What researchers want is a system that shields them from the mechanics of information retrieval and which presents them with a set of papers (in the loosest possible sense) which are relevant to their work and interests, which have a known reliability factor, and which are formatted in a familiar and congenial style and layout. Ideally they want this to be done on a routine and automatic basis and to scan every possible source of information in the world. They want their own librarian, in fact. And in a very few, very eminent cases that is what they get.

It is now possible to conceive of a piece of expert software which will scurry about the academic networks of the future, performing this service for even the humblest postgraduate student and researcher. In future the electronic ferret (so called after the small predator which is traditionally sent into warrens to terrify rabbits into bolting blindly out of their holes into the waiting nets) will sit on a personal workstation and: (a) guide the researcher through a formulation of his or her subject interest, weighting terms according to their importance and relevance, and building in a random element from those oddities who believe in the importance of serendipity; (b) working invisibly in background mode and out of hours, search the networked journals, bulletin boards, research notes and other data sources, applying an informed judgement as to their reliability, and retrieving all items crossing the current relevance/acceptability threshold; (c) translating all materials into the languages familiar to the researcher; (d) organising the material thematically (or otherwise as required); € formatting the resulting bespoke “journal” into the organisational format, typeface and page layout, preferred by the researcher, and outputting it to screen, printer or whatever else is specified. At this point, the role of the readers’ services librarian becomes a little unclear.

Conclusion

The ferret will not start retrieving its smart packets this year. Perhaps all this will not happen this century. But most of its elements can already be seen in primitive form, and the first tentative links are being put in by systems such as CARL. It was only 12 years between offline Medlars searching and the first CD-ROM prototypes. Retrieving primary documents will assume greater importance and sources such as Medline will go into relative decline. The intelligent element in computerised search and retrieval will continue to move away from the database and into the searcher’s workstation. The librarian-mediated search will join the scriptorium and the Computer Department in the mausoleum of library history.

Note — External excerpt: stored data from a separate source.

PR #929, opened 2023-03-07
YAML Configuration v2

### LINKED ISSUE #847: Bug: Non-deterministic order of processors in file provisioned pipelines

lovromazgon:
### Description

This PR introduces a new configuration version `2.0` and the corresponding types for parsing that version. The parser was changed to first figure out the version and then choose the correct types for decoding the configuration. If the version is empty we default to `2.0`, if it's specified and we recognize the version we use it, if we don't recognize it we check the major version and if we recognize it (i.e. `1` or `2`) we assume it's the latest known version for that major version (i.e. `1.1` or `2.0`), otherwise we fail and refuse to parse the configuration file. This means that Conduit will be forwards compatible with newer `2.x` versions, and if there are unrecognized fields we will output warnings (as we already do).

The tests for the new parser version are essentially copies of existing `1.x` tests. Tests for the service were adjusted to use version `2.0` and they worked out of the box, which is a good sign.

The linter was changed a bit so it gets the version information from the caller (parser), since it already has that information. Previously the line numbers of warnings didn't always line up with the offending line, this was fixed in https://github.com/ConduitIO/yaml/pull/4.

Fixes #847

### Quick checks:


pkg/provisioning/config/yaml/linter.go
```diff
@@ -16,62 +16,52 @@ package yaml
...
+		expandedChangelog: expandedChangelog,
 	}
-	sort.Sort(versions)
-
-	// latest version is the default version
-	cl.version = versions[len(versions)-1].Original()
 }
 
-func (cl *configLinter) InspectNode(path []string, node *yaml.Node) {
-	if len(path) == 1 && path[0] == "version" {
```
lovromazgon, line 58: The linter doesn't have to figure out the version itself anymore. We parse the version before actually decoding the config since we need to choose the types based on the version, so we supply it to the linter as well.

pkg/provisioning/config/yaml/parser_test.go
```diff
@@ -236,7 +241,295 @@ func TestParser_EnvVars(t *testing.T) {
...
+func TestParser_V2_ParseV1Config(t *testing.T) {
+	is := is.New(t)
+	parser := NewParser(log.Nop())
+	filepath := "./v1/testdata/pipelines1-success.yml"
+
+	file, err := os.Open(filepath)
+	is.NoErr(err)
+	defer file.Close()
+
+	// replace major version so that the v2 parser is chosen for a v1 config
```
hariso, line 503: Why do we want to force a v2 parser btw?

hariso (approved):

pkg/provisioning/test/pipelines1/provision1-pipeline-with-processors.yml
```diff
@@ -1,29 +1,29 @@
-version: 1.0
+version: 2.0
```
maha-hajja, line 1: why did we change all the test files to version 2.0? aren't we still supporting version 1.0 too?

pkg/provisioning/config/yaml/parser.go
```diff
@@ -36,69 +47,171 @@ type Configuration interface {
...
-		dec.WithHook(multiDecoderHook(
-			envDecoderHook,     // replace environment variables with their values
-			linter.InspectNode, // register fresh linter hook
-		))
-		err := dec.Decode(&cfg)
+		version, w, err := p.parseVersion(versionDecoder)
+		warn = append(warn, w...)
 		if err != nil {
-			// we reached the end of the document
+			// we probably reached the end of the document
```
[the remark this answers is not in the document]
lovromazgon: `io.EOF` means we reached the end of the document, but in this line we are not sure it's an `io.EOF` yet, that gets decided in the next line. I assume you thought this comment documents the line below, it's actually meant to document why we ended up in the current `if` clause. I hope that's not too confusing x)

pkg/provisioning/config/yaml/parser_test.go
lovromazgon: In this test we want to see how the v2 parser behaves if it encounters a v1 config. In other words, what happens if we take a v1 configuration and simply write `version: 2.0` without changing the structure of the configuration.

pkg/provisioning/test/pipelines1/provision1-pipeline-with-processors.yml
lovromazgon: To be honest, if I had the time I would go a step further, remove the test files and test this with a mocked parser that returns the configuration (we can do this now that we have the interface `config.Parser`). This would ensure we are testing the service code in isolation. After all, the service doesn't care about how the parser gets the configuration (from yaml, json, or if it makes it up 🙂), so it's not the job of these tests to ensure the parser works correctly. But I don't think it's worth it at this point.

We do support both versions, and that's still tested in the tests for `yaml.Parser`. It's just that for service tests we use the latest version now.

PR #951, opened 2023-03-17
 Add CI action for generated code

### LINKED ISSUE #45: Add CI action for generated code
We should add a Github action that runs `make generate` and succeeds if there is no diff. It should run on each push to a PR.

~We could do the same with proto files (generate them and make sure there's no diff).~ Proto files aren't generated in the repo anymore, we use Buf remote code generation now.

hariso:
### Description

Fixes #45 

### Quick checks:

### DIFF
--- a/.github/workflows/build.yml
+++ b/.github/workflows/build.yml
@@ -21,6 +21,7 @@ jobs:
           export PATH=$PATH:$(go env GOPATH)/bin
           make install-tools
           make generate
+          make proto-generate
           git diff --exit-code --numstat
 
       - name: Test
--- a/.github/workflows/build.yml
+++ b/.github/workflows/build.yml
@@ -16,5 +16,12 @@ jobs:
         with:
           go-version: '1.20'
 
+      - name: Generated files
+        run: |
+          export PATH=$PATH:$(go env GOPATH)/bin
+          make install-tools
+          make generate
+          git diff --exit-code --numstat
+
       - name: Test
         run: make test-integration GOTEST_FLAGS="-v -count=1"


.github/workflows/build.yml
```diff
@@ -16,5 +16,29 @@ jobs:
...
+
+      - name: Cache Go dependencies
+        uses: actions/cache@v3
+        with:
+          path: |
+            ~/.cache/go-build
+            ~/go/pkg/mod
+          key: ${{ runner.os }}-go-${{ hashFiles('**/go.sum') }}
+          restore-keys: |
+            ${{ runner.os }}-go-
```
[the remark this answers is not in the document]
hariso: Hmm, without this the action ran for about 2 minutes, with this caching it ran for about 1m. I can double check.

maha-hajja (approved):

.github/workflows/build.yml
```diff
@@ -16,5 +16,19 @@ jobs:
         with:
           go-version: '1.20'
 
+      - name: Install Protoc
```
lovromazgon, line 19: Not sure if you've seen my main comment in the previous review, I'll copy it here so we can also discuss it if needed.

I'd rather separate this action into its own workflow, it serves a different purpose.

hariso: Hey @lovromazgon! Sure, no problems. :+1:

.github/workflows/test.yml
```diff
@@ -0,0 +1,20 @@
+name: test
+
+on:
+  push:
+    branches: [ main ]
+  pull_request:
+
+jobs:
+  test:
```
lovromazgon, line 9: Better 👍  When this is merged please update the branch protection rules to require the "test" action to succeed instead of "build".

.github/workflows/generated-files.yml
```diff
@@ -1,12 +1,12 @@
-name: build
+name: validate-generated-files
```
lovromazgon, line 1: Nitpick: Can we use the same name for the workflow as the filename please? 🙏 Makes it easier to find it when debugging the action.

lovromazgon (approved):
Thanks for doing this 👍

PR #953, opened 2023-03-20
Glob patterns exclude double digits in tags

hariso:
### Description

Nightly build tags for releases where a version is >= 10 are wrong, because of the sorting used. This is a port of https://github.com/meroxa/cli/pull/656. Credits go to @janelletavares. 

### Quick checks:


lovromazgon (approved):
Nice catch. Not an imminent issue for us, but good thing we don't have to care about it 👍

hariso:
> Nice catch. Not an imminent issue for us, but good thing we don't have to care about it +1

Exactly!

PR #955, opened 2023-03-20
Pipeline configuration v2

### LINKED ISSUE #847: Bug: Non-deterministic order of processors in file provisioned pipelines

lovromazgon:
### Description

This PR introduces a new pipeline configuration format version v2. Includes work from 3 PRs which were reviewed separately:
- https://github.com/ConduitIO/conduit/pull/926
- https://github.com/ConduitIO/conduit/pull/928
- https://github.com/ConduitIO/conduit/pull/929

The new format fixes #847.

### Quick checks:


hariso (approved):
:rocket:

Issue #962, opened 2023-03-23
CLE: Trigger correct connector lifecycle events when provisioning configuration files


lovromazgon:
### Feature description

Correct connector lifecycle events are triggered when a connector is created, updated or deleted. The issue is that pipelines provisioned from configuration files are not updated. Instead, the pipeline is deleted and recreated with the new configuration, which triggers events `deleted` and `created` instead of `updated`, even if the configuration didn't actually change.

We need to make the provisioning logic smarter, detect if a configuration actually changed and then actually update the entity instead of recreating it.

PR #963, opened 2023-03-23
Trigger Lifecycle Events

### LINKED ISSUE #938: CLE: Trigger lifecycle events in Conduit
### Feature description

Trigger lifecycle methods introduced in #937. The actual moments when each lifecycle method should be triggered are described in the [design document](https://github.com/ConduitIO/conduit/blob/main/docs/design-documents/20230228-connector-lifecycle-methods.md). The triggers need to be backwards compatible with older plugins that don't implement connector lifecycle methods.

lovromazgon:
### Description

This PR adds triggers for lifecycle events in connectors. Note that when provisioning an existing pipeline from a configuration file (i.e. one that was already provisioned in a previous run) will not trigger the correct lifecycle events, this will be addressed in #962.

Fixes #938.

### Quick checks:


hariso (approved):
Great work!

Some readers may think that this paper predicts a gloomy future for the working librarian. Perhaps it does, but much, much less gloomy than that of the commercial scholarly publisher, who has so much more to lose and is so much more certain of losing it. The pattern of scholarly work is changing as the PC becomes a pervasive tool in all disciplines and bulletin boards and respectable electronic journals emerge. Librarians may wish, or even need, to become the gatekeepers for changing patterns of scholarly communication.